* **EXERCISE AIM**: The lines to reproduce from the material below are those from the one containing "PR #1378, opened 2018-06-05" through the one containing "Please note: this", both included; write them out exactly and add nothing.

----

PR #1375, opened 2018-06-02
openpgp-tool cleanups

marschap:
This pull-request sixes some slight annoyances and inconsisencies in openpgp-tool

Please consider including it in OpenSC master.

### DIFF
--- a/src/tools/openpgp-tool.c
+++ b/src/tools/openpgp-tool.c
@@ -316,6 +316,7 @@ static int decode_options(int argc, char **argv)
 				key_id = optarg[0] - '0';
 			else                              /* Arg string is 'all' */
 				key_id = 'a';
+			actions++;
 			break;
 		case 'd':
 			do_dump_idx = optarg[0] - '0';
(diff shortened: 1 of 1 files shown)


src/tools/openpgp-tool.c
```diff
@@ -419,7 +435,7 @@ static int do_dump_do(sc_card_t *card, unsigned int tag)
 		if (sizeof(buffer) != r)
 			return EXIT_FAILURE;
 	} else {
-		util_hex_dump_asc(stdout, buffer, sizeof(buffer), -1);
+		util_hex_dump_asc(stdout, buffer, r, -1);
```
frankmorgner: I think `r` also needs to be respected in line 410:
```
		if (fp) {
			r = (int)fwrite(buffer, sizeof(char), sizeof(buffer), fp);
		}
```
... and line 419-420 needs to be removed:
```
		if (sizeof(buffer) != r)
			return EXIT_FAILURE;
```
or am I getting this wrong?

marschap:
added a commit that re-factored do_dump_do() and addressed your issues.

----

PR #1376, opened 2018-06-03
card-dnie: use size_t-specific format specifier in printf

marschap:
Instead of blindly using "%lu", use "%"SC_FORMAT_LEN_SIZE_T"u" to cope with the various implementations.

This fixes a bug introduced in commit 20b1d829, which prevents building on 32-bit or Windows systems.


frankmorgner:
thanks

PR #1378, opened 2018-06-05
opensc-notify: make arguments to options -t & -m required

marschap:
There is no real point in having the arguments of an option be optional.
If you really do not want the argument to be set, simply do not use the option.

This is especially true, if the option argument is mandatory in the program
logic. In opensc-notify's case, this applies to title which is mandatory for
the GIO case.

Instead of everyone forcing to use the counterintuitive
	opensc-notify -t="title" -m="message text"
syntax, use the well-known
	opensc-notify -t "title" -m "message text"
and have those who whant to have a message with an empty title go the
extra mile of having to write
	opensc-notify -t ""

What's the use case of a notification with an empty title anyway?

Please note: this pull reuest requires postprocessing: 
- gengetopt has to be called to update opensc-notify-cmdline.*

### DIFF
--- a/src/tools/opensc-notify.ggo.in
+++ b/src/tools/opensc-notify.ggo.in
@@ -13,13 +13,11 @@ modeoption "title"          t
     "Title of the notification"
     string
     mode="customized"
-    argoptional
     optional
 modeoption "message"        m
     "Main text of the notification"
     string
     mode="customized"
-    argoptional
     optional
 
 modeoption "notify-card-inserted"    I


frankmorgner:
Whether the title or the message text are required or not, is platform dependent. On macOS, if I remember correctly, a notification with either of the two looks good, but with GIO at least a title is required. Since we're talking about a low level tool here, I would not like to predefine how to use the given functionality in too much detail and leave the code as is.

----

* **ANSWER FOR THIS EXERCISE**:
PR #1378, opened 2018-06-05
opensc-notify: make arguments to options -t & -m required

marschap:
There is no real point in having the arguments of an option be optional.
If you really do not want the argument to be set, simply do not use the option.

This is especially true, if the option argument is mandatory in the program
logic. In opensc-notify's case, this applies to title which is mandatory for
the GIO case.

Instead of everyone forcing to use the counterintuitive
	opensc-notify -t="title" -m="message text"
syntax, use the well-known
	opensc-notify -t "title" -m "message text"
and have those who whant to have a message with an empty title go the
extra mile of having to write
	opensc-notify -t ""

What's the use case of a notification with an empty title anyway?

Please note: this pull reuest requires postprocessing: 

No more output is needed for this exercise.